--- ACTIVITY ---
Would you please state how many lines in the entries contain the word "DestinationRanges"? Only the number should be given.

--- DATA RECORDS ---
■ ■ ■ ■ ■ ■ ■
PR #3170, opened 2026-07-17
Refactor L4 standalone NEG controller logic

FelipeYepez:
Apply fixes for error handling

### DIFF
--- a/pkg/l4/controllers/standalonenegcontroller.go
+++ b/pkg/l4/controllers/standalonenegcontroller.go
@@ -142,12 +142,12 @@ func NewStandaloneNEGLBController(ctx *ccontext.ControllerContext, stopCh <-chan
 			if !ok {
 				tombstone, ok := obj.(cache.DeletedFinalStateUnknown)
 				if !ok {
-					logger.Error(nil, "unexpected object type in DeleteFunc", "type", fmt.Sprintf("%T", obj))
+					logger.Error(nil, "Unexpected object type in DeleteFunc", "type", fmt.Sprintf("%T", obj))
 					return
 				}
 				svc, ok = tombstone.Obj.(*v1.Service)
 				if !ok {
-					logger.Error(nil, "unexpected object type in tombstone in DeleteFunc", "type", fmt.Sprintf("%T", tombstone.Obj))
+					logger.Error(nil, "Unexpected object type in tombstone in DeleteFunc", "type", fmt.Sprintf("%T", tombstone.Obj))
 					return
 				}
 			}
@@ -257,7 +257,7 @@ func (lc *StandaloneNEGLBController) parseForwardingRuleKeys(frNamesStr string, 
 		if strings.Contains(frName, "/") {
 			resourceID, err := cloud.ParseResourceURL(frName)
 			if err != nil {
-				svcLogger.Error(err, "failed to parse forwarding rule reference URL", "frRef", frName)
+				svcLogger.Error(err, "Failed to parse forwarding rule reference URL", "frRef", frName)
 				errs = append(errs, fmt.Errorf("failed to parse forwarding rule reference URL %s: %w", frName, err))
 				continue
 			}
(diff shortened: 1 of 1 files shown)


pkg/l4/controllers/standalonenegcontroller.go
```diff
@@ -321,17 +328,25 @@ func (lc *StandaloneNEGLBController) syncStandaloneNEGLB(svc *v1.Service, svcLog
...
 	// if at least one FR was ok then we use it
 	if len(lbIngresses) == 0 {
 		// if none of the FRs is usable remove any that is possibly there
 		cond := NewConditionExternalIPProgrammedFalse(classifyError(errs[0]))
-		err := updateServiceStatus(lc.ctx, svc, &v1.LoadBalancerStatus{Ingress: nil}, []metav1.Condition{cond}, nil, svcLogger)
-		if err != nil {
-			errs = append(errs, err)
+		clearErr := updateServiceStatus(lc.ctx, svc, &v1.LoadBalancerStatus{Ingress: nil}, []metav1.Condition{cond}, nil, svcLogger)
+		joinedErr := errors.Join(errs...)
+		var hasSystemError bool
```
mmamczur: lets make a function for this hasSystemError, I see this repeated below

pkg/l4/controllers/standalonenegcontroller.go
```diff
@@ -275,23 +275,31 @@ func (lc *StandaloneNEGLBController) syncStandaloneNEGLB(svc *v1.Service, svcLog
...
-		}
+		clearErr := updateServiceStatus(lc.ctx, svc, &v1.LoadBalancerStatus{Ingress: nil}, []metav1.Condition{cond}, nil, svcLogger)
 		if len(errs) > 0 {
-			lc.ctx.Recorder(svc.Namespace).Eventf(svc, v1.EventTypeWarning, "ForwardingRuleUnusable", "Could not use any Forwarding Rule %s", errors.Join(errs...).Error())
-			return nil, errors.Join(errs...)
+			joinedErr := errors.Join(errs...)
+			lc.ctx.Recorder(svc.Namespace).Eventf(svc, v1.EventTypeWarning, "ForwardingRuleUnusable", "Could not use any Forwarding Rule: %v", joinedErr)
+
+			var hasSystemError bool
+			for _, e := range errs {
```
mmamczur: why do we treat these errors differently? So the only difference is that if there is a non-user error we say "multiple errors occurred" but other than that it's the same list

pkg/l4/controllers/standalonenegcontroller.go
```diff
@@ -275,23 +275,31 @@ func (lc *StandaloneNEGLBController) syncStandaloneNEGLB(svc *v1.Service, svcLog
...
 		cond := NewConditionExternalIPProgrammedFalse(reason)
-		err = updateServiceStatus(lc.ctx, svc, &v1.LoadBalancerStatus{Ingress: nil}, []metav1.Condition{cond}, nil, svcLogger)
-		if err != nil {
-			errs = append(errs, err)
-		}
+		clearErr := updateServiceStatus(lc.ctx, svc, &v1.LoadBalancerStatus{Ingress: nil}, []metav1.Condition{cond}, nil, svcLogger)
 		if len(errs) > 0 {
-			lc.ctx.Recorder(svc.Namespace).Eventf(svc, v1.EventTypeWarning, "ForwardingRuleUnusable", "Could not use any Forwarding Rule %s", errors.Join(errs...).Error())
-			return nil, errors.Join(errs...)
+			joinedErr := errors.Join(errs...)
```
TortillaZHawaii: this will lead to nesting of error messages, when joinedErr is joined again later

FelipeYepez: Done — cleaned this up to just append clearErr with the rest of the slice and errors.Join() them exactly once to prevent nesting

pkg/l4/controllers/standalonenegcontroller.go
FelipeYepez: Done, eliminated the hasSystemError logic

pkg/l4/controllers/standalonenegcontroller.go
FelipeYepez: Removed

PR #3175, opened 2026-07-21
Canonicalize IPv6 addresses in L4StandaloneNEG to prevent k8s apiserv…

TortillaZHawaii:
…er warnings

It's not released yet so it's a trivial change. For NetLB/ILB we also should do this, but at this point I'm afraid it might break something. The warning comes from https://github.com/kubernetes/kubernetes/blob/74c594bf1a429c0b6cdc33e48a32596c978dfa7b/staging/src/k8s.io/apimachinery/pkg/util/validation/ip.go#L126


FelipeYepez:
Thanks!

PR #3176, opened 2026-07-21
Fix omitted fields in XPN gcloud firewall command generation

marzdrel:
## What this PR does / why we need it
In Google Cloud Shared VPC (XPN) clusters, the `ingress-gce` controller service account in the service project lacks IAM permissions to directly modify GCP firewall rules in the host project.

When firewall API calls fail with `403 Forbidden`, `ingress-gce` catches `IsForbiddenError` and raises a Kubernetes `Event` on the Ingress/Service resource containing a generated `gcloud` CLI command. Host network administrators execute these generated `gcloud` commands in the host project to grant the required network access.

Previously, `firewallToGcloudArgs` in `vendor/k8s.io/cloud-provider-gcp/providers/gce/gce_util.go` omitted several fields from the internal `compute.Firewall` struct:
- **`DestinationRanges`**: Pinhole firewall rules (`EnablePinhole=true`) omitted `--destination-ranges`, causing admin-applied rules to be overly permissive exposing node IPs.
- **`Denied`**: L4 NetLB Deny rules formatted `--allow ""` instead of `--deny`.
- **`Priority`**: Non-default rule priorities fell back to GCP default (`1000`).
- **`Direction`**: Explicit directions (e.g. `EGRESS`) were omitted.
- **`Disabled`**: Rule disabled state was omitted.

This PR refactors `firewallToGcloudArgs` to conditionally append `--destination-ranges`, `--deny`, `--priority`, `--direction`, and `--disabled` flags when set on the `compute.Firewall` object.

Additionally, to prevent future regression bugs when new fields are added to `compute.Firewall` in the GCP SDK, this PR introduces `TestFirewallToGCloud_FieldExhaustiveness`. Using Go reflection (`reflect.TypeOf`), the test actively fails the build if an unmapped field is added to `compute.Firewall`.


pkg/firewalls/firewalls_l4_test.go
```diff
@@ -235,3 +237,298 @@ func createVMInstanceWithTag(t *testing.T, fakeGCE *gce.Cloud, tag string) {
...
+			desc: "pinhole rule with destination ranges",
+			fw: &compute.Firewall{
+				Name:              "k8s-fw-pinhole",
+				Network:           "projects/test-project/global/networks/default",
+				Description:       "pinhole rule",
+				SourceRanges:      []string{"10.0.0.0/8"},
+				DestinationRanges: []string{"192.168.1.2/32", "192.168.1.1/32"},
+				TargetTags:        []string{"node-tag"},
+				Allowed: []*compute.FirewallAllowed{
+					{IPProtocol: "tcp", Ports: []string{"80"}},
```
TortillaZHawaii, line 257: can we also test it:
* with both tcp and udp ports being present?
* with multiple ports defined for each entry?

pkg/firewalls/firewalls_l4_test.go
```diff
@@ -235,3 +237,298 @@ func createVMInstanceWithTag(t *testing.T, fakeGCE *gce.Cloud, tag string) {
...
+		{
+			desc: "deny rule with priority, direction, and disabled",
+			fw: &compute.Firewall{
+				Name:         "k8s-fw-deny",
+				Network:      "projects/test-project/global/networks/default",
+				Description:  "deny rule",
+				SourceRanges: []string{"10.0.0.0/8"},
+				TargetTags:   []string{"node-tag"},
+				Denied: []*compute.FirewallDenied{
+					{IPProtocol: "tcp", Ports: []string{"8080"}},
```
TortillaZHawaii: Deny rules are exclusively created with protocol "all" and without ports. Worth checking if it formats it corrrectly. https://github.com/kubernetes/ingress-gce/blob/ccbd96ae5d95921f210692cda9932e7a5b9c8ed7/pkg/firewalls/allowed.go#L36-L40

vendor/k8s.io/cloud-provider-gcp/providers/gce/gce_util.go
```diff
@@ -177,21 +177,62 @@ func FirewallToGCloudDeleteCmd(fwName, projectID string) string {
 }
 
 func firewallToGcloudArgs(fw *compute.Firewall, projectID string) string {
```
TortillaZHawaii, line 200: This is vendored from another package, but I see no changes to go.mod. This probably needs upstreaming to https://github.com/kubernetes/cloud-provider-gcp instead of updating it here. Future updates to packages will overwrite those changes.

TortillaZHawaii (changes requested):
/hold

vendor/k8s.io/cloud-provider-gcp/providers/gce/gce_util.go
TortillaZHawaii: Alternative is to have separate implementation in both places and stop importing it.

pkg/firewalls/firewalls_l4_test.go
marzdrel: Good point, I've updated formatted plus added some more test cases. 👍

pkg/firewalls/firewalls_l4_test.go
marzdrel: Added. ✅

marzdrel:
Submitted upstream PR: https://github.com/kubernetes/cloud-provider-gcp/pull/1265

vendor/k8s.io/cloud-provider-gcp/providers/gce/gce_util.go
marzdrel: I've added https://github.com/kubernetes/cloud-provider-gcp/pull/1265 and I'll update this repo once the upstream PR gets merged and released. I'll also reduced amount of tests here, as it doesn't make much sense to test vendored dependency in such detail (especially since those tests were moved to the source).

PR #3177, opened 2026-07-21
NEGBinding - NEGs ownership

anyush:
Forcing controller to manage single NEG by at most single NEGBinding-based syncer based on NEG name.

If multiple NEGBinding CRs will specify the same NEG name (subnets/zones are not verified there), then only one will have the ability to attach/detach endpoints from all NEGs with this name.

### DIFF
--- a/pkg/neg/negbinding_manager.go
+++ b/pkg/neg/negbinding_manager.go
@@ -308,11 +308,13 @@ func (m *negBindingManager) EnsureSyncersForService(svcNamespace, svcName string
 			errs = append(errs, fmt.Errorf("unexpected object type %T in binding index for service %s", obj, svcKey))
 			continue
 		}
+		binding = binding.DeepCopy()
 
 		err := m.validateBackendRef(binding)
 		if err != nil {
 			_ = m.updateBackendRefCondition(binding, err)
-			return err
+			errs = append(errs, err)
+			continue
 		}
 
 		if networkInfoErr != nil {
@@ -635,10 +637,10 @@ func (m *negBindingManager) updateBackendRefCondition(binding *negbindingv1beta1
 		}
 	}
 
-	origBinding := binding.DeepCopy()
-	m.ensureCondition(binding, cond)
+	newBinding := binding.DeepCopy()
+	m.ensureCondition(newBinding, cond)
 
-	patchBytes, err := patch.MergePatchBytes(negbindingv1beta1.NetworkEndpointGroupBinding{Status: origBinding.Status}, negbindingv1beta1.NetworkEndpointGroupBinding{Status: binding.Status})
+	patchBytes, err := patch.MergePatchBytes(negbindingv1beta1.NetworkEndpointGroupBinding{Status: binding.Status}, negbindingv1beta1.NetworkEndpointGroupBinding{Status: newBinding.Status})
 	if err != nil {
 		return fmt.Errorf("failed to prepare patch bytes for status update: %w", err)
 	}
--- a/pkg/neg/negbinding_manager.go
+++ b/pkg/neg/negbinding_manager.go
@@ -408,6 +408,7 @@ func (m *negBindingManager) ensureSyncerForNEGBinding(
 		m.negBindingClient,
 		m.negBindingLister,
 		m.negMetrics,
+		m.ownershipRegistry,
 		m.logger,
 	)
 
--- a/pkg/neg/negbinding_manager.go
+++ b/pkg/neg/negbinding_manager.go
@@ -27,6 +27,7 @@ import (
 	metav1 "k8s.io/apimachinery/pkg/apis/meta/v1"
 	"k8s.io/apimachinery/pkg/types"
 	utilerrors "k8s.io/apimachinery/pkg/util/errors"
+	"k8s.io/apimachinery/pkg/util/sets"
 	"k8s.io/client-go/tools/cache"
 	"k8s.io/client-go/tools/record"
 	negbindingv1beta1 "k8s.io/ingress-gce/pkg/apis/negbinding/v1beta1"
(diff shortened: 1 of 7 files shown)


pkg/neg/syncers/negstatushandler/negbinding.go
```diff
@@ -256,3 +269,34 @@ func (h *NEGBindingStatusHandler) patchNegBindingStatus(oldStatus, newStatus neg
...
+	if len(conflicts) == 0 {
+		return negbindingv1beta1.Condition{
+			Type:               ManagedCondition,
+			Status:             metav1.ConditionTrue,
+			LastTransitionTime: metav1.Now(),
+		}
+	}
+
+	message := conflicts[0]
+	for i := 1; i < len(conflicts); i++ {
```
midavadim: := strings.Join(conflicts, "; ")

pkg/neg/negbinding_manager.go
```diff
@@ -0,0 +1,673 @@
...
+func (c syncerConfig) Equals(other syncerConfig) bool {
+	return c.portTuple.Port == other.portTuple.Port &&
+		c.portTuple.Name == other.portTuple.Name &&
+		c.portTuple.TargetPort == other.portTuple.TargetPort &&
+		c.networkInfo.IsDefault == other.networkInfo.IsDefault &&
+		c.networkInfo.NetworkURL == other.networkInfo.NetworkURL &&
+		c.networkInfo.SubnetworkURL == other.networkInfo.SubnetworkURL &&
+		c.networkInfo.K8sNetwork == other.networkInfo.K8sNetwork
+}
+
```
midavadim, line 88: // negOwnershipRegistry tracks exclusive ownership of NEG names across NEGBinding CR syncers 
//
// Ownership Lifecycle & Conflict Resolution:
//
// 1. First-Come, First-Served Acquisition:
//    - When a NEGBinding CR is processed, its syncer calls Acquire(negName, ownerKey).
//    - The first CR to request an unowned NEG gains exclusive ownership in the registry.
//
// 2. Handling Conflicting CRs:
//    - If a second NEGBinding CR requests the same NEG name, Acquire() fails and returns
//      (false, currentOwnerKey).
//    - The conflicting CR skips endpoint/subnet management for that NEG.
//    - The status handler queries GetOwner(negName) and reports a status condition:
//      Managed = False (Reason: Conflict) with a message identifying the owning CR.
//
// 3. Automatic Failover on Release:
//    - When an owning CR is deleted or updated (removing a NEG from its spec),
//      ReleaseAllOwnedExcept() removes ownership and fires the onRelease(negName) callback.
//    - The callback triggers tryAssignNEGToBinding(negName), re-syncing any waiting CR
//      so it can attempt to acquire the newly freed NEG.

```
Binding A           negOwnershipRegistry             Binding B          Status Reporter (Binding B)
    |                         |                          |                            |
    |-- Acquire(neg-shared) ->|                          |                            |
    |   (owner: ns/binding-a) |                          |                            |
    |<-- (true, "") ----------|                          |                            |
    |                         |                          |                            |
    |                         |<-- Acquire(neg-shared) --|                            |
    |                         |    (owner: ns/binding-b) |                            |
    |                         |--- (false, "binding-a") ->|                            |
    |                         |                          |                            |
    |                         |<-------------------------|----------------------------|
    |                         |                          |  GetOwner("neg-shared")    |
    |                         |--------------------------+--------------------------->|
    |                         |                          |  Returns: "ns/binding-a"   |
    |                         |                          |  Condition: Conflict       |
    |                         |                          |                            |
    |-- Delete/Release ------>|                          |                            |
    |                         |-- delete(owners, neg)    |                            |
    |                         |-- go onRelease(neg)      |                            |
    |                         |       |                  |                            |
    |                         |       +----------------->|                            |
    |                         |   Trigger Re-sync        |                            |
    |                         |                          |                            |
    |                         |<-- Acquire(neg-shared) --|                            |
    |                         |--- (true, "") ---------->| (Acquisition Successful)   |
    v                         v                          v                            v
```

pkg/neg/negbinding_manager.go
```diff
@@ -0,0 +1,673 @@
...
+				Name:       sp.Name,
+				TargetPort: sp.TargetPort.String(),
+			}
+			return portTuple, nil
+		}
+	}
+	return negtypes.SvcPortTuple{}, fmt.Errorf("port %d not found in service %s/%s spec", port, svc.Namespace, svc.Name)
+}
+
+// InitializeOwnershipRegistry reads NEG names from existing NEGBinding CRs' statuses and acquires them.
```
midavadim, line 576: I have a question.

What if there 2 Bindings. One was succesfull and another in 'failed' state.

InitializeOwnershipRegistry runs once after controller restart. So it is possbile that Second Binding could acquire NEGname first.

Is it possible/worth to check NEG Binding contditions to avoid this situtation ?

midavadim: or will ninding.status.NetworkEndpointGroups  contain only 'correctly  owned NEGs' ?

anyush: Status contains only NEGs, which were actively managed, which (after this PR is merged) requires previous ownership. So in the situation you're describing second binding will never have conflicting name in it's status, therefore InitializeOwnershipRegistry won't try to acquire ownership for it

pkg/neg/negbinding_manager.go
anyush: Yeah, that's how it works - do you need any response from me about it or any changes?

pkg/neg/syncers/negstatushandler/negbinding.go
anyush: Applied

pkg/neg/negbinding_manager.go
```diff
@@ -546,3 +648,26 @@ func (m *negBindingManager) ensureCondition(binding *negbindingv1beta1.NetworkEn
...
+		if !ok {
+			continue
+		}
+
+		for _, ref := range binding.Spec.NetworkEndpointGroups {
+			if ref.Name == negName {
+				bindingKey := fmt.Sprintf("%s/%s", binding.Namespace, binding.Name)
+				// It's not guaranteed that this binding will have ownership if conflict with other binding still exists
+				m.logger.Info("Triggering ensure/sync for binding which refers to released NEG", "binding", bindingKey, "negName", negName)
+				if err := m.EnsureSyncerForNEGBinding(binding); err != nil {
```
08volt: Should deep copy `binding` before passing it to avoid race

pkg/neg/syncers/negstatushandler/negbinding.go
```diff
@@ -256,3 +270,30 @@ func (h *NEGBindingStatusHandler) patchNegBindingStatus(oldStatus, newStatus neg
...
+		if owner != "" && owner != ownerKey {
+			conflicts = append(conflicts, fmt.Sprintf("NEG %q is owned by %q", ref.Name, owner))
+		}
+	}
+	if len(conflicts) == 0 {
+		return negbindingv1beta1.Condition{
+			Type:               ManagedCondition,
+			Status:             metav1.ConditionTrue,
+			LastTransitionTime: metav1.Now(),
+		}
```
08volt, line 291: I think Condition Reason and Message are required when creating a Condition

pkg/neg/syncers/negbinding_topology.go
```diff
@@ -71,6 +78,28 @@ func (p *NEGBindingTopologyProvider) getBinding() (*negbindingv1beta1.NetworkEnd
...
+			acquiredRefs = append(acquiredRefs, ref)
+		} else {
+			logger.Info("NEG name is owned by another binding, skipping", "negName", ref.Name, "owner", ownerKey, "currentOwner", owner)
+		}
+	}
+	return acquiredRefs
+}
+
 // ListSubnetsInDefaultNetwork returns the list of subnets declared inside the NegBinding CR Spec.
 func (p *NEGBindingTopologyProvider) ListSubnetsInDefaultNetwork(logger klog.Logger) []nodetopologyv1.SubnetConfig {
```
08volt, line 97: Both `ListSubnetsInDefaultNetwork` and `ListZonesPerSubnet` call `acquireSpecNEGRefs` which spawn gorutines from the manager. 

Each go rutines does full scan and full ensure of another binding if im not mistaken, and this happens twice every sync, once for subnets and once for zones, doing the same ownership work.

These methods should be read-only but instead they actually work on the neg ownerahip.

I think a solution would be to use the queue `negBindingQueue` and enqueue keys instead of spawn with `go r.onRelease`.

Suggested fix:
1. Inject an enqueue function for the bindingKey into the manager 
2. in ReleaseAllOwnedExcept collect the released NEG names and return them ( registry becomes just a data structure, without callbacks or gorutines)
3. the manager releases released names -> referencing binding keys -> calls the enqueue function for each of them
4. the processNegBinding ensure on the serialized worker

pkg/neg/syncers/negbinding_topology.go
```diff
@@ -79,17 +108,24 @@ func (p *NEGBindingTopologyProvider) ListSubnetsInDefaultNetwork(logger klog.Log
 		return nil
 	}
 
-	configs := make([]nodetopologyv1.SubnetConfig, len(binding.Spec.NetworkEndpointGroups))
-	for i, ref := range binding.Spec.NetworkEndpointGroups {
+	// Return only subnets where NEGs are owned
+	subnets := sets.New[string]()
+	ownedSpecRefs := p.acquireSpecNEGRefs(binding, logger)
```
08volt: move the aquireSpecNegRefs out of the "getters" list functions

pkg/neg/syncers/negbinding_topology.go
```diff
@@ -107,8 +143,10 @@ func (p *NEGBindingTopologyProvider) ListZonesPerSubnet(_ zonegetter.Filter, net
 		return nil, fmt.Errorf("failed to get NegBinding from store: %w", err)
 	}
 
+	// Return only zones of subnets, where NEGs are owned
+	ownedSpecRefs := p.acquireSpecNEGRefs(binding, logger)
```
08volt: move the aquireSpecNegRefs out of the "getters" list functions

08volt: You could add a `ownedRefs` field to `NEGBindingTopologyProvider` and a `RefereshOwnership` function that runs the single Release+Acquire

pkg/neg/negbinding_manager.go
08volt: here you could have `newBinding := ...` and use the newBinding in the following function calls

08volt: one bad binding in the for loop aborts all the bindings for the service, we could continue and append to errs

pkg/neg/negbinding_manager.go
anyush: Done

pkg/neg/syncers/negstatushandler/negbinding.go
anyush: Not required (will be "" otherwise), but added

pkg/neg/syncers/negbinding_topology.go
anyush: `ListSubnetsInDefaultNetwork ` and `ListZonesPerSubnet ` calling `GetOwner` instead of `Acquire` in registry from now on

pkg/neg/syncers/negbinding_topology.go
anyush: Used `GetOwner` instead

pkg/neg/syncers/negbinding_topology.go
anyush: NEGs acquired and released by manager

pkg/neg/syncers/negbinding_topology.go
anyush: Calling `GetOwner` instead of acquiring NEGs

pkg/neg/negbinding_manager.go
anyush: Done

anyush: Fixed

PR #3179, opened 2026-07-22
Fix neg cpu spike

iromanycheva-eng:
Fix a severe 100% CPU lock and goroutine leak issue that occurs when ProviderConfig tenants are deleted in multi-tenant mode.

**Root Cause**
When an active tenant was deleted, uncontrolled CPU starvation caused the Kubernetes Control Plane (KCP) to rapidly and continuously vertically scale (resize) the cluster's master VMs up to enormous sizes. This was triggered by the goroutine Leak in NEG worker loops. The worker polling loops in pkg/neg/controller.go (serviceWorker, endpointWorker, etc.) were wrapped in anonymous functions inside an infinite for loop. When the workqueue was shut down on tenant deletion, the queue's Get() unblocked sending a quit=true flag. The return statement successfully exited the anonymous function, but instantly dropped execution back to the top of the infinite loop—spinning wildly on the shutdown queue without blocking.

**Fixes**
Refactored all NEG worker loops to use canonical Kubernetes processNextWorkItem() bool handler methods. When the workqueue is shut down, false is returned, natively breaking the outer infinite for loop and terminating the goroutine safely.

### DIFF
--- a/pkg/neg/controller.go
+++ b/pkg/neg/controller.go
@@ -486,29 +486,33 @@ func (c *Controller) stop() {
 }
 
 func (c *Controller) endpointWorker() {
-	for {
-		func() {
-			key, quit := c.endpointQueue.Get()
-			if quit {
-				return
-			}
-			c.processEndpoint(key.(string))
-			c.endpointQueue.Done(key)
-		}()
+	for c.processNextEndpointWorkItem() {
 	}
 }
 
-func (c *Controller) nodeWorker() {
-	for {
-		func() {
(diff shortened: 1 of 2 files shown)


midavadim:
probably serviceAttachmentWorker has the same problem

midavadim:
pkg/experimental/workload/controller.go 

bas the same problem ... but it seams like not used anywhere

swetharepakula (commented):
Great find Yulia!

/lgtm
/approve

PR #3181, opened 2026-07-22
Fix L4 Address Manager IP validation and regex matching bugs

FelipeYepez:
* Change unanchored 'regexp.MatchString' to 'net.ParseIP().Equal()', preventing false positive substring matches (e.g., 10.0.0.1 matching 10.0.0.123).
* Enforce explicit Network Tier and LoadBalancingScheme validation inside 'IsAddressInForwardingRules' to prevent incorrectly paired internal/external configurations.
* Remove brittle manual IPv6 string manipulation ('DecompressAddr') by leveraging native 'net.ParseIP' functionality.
■ ■ ■ ■ ■ ■ ■
--- COMPLETED EXERCISE ---
2